Output each line of the data word for word, from the first through the line that holds "Why should we do this?", and leave off whatever follows.

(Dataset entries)

----------------

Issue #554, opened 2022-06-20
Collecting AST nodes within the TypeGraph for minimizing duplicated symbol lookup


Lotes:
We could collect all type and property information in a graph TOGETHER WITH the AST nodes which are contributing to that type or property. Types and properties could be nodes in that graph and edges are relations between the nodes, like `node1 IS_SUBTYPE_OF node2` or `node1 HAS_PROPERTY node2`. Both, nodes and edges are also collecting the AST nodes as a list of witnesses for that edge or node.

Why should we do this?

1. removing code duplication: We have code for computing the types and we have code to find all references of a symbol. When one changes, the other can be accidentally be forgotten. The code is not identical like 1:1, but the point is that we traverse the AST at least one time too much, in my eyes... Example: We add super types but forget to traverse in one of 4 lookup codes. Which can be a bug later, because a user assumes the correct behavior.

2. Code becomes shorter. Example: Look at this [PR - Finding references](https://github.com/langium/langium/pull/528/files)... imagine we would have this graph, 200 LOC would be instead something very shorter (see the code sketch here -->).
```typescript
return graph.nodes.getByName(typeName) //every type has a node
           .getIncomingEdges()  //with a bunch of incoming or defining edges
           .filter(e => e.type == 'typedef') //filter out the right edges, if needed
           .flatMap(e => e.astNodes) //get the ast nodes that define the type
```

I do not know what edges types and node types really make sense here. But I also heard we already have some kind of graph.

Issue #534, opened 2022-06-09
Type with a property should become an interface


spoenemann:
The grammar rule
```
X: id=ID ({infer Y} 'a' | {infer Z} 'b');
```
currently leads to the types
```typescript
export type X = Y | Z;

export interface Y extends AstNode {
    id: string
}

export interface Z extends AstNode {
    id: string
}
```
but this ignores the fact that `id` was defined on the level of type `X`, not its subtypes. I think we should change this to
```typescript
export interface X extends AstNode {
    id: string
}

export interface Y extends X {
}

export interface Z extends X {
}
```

----------------

Written answer =>
Issue #554, opened 2022-06-20
Collecting AST nodes within the TypeGraph for minimizing duplicated symbol lookup


Lotes:
We could collect all type and property information in a graph TOGETHER WITH the AST nodes which are contributing to that type or property. Types and properties could be nodes in that graph and edges are relations between the nodes, like `node1 IS_SUBTYPE_OF node2` or `node1 HAS_PROPERTY node2`. Both, nodes and edges are also collecting the AST nodes as a list of witnesses for that edge or node.

Why should we do this?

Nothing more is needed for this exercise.